## Brief
Show all lines from the records below in which the string "wording" is present.

Items from a data source:
PR #482, opened 2024-09-25
Translation update

bzwitt:
## Purpose

Add slovenian translation

## Context

(e.g. Fixes #9999, Follow-up to #9999, etc.)

## Changes

...

## How to test this PR

...

PR #488, opened 2025-03-03
Preparation for v2024.2.1 release (GUI)

matsduf:
## Purpose

This PR is a preparation for v2024.2.1 release. 

## Changes
*  package.json
* src/environments/version.ts
* Changes

## Note

If #482 is updated (made complete) before this is merged, then the text in changes on #482 `Changes` could be updated.

## How to test this PR

Review.

### DIFF
--- a/Changes
+++ b/Changes
@@ -1,5 +1,17 @@
 Release history for Zonemaster component Zonemaster-GUI
 
+
+v4.4.0 2025-03-04 (part of Zonemaster v2024.2.1 release)
+
+ [Release information]
+ - Translations have not been fully updated in this release. They will
+   be updated in an upcoming release.
+
+ [Features]
+- Adds translation to Slovenian language. The translation is not
+  complete (#482)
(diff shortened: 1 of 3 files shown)


Changes
```diff
@@ -1,5 +1,17 @@
 Release history for Zonemaster component Zonemaster-GUI
 
+
+v4.4.0 2025-03-04 (part of Zonemaster v2024.2.1 release)
```
mattias-p, line 4: Maybe "introduced in" would be a better wording than "part of"? I'm thinking sometimes a component version is reused for multiple product releases.

mattias-p (approved):
Once #482 is merged I'm good with this.

Changes
matsduf: It is the same wording as last release. Let us look at the wording for next release. I think that "part of" is better than "introduced in", but maybe we could find a another wording that works better.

## Solved exercise
mattias-p, line 4: Maybe "introduced in" would be a better wording than "part of"? I'm thinking sometimes a component version is reused for multiple product releases.
matsduf: It is the same wording as last release. Let us look at the wording for next release. I think that "part of" is better than "introduced in", but maybe we could find a another wording that works better.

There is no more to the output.